One of the things I find most beneficial about stretching is how it releases the tension in the body for whatever reason it is there. Whether the tightness is due to an old physical injury, lack of activity, or negative emotions, it does not matter. Strectching does not care, it does not judge, it is just a wonderful method to relax and open up the areas that are tight.

Sunday, February 3, 2008

Our First Guest Instructor, Noah Williams

I am happy to announce that our first Guest Instructor is Noah Williams. Noah hails from the Big Island in Hawaii. Noah teaches Ashtanga Yoga, and is a student of Pattabhi Jois. Check it out! For those of you that don't know about the Guest Instructor program, I have invited professionals who teach yoga, fitness, martial arts, etc, to teach a favorite stretch of theirs on Its all free, and will give readers some insights to other aspects of flexibility training. If you know someone who would be interested in being a Guest Instructor, tell them to email me.

Saturday, February 2, 2008

Why stretching makes you feel good

First, a travel backwards through time, please bear with me... Once upon a time, we lived in caves, hunted wild animals, spent time digging up roots and berries, and weathered extreme temperatures. Life was tough, and we dealt with it successfully. We were only motivated to really "tense" up, when there was a real threat: a dangerous animal was near, or there was an impending attack from another tribe.

So, our muscles served us well to keep us fed and warm and safe, and were only "motivated" to tense to extreme measures under a very REAL threat. Our bodies were in good shape from all the work we did just to survive.

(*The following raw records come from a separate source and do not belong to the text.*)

PR #63, opened 2018-02-22
Fix BC bug

twicki:


src/dawn/Optimizer/PassSetBoundaryCondition.cpp
```diff
@@ -91,8 +91,12 @@ class AddBoundaryConditions : public ASTVisitorForwarding {
       : instantiation_(instantiation), StencilID_(StencilID) {}
 
   void visit(const std::shared_ptr<StencilCallDeclStmt>& stmt) override {
-    if(instantiation_->getStencilIDFromStmt(stmt) == StencilID_)
-      stencilCallsToReplace_.emplace_back(stmt);
+    auto it = instantiation_->getStencilCallToStencilIDMap().find(stmt);
```
cosunae: how about using a find_if with a lambda?
What happens if not found. Is it a failure, should we assert or something?

src/dawn/Optimizer/PassSetBoundaryCondition.cpp
```diff
@@ -259,13 +264,15 @@ bool PassSetBoundaryCondition::run(const std::shared_ptr<StencilInstantiation>&
...
                                                                         fullExtents);
 
-              // check if this stencil is called and get its StencilCallDeclStmt (the one to
-              // replace)
-              auto stencilcallstmt =
-                  stencilInstantiation->getIDToStencilCallMap().find(stencil.getStencilID());
-              if(stencilcallstmt == stencilInstantiation->getIDToStencilCallMap().end()) {
-                DAWN_ASSERT_MSG(false, "Stencil Triggering the Boundary Condition is not called");
+              bool checkStencilCalled = false;
+              for(auto a : stencilInstantiation->getStencils()) {
```
cosunae: another find_if would be more readable

src/dawn/Optimizer/PassSetBoundaryCondition.cpp
```diff
@@ -279,8 +286,9 @@ bool PassSetBoundaryCondition::run(const std::shared_ptr<StencilInstantiation>&
                 stmt->accept(visitor);
                 std::vector<std::shared_ptr<Stmt>> stencilCallWithBC_;
                 stencilCallWithBC_.emplace_back(IDtoBCpair->second);
-                stencilCallWithBC_.emplace_back(stencilcallstmt->second);
-
+                if(visitor.getStencilCallsToReplace().size() > 0) {
+                  stencilCallWithBC_.emplace_back(visitor.getStencilCallsToReplace()[0]);
```
cosunae: can it be there are more than 1 elements? It does not look like, so how about using simply a srd::shared_ptr that is null if not found? instead of a vector?

src/dawn/Optimizer/PassSetBoundaryCondition.cpp
```diff
@@ -296,6 +304,8 @@ bool PassSetBoundaryCondition::run(const std::shared_ptr<StencilInstantiation>&
                 }
               }
 
+              std::cout << "here2" << std::endl;
```
cosunae: remove

src/dawn/Optimizer/PassSetBoundaryCondition.cpp
twicki: upon testing, you seem to be right but I wonder why.
If we have a stencil like
```
stencil multiplecalls {
  storage a, b;

  boundary_condition(zero(), b);
  boundary_condition(zero(), a);

  void Do() {
    bar(a, b);
    if(global_flag) {
      bar(a, b);
    } else {
      foo(a, b);
    }
    if(global_flag) {
      bar(a, b);
    } else {
      foo(a, b);
    }
  }
};
```
we generate a total of 5 stencils (each only called once). Why is that?

src/dawn/Optimizer/PassSetBoundaryCondition.cpp
twicki: nothing should happen. The visitor is called on every stmt in the StencilDescAST. If no stencil to be replaced is found, replacement is skipped and we move on

src/dawn/Optimizer/PassSetBoundaryCondition.cpp
twicki: done

src/dawn/Optimizer/PassSetBoundaryCondition.cpp
twicki: sorry

PR #65, opened 2018-03-05
Fixing creation of new intervals for naive codegen

twicki:
Some of the splitting expected the handling of open intervals [..) but `vertical_regions` clearly operate on closed intervals [...]. 

Also,  the constructor for intervals that only gets levels (and therefore uses 2 arguments) breaks once we offset the top-level (as it is the arbitrary number 1<<20). This cleans up all the splitting into proper level / offset constructors taking four arguments.

The changes in the testing had to happen because if you compare elements of a set, c++ applies `!(a < b) && !(b < a)` rather than `a==b`. Since these functors are not overloaded in the dawn::interval (as they are somewhat ambiguous for intervals), we use  the setcomparison method to force a comparison with the `==` operator.

Various test were doing the wrong thing as we should handle intervals as closed ones and a lot of tests assumed open ones.


twicki:
launch jenkins

cosunae:
can you please add a description?

src/dawn/Optimizer/Interval.cpp
```diff
@@ -175,37 +176,84 @@ std::vector<Interval> Interval::computePartition(std::vector<Interval> const& in
...
+        Interval splitHighInterval(curLowInterval.upperLevel(), curTopInterval.upperLevel(),
+                                   curLowInterval.upperOffset() + 1, curTopInterval.upperOffset());
 
         *curLowIt = splitLowInterval;
         *curTopIt = splitMidInterval;
         newIntervals.insert(curTopIt, splitHighInterval);
+        change = true;
+      }
+
+      if(change) {
```
cosunae: can you document a bit the algorithm, when is change triggered and what is supposed to do with the intervals?

twicki: it has a description of what the algorithm is supposed to do in the header. I can update the final statement if you think it would help readability?

cosunae: The header should contain what, given an input , the algorithm compute and returns. 
But what I meant here, is to explain a bit what we are doing in the implementation of the algorithm, so that we can understand in the future how the algorithm works. Step, by step 

See 
 https://github.com/MeteoSwiss-APN/dawn/pull/65/files/fd44ef6844633c4e245db5e38f61047d39bb0683#diff-5ff44e30541a7c4ed622483d82ff9ec2R177
and 
https://github.com/MeteoSwiss-APN/dawn/pull/65/files/fd44ef6844633c4e245db5e38f61047d39bb0683#diff-5ff44e30541a7c4ed622483d82ff9ec2R212

since you modified the algorithm and added an `if(change) ` I was asking to add a comment line 
explaining what the algorithm does in case change variable is set, here
https://github.com/MeteoSwiss-APN/dawn/pull/65/files/fd44ef6844633c4e245db5e38f61047d39bb0683#diff-5ff44e30541a7c4ed622483d82ff9ec2R244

Flashforward to today: We don't have to hunt or dig for food, we go to the supermarket. Our caves are lush and warm, with all the comforts you could ever need. Life is much easier, physically, and for the most part, we deal with it successfully. However, where we used to tense up against real threats, now we tense up against perceived threats. There are no tigers and bears, and in most of the world, we are relatively safe in our environment. When there was the threat of a tiger, we would tense, the tiger would walk away, we would relax. Now, if there is the threat of a paperwork deadline or a traffic jam, we tense, but we don't relax!!
This is why we need to stretch. Hands are tight from using keyboards, backs are sore from sitting in cars, and the one activity that does the opposite to those activities is STRETCHING.
If you get into a regular routine of stretching, you are undoing one of the stresses of modern life: tight muscles as a result of the condition we all live in.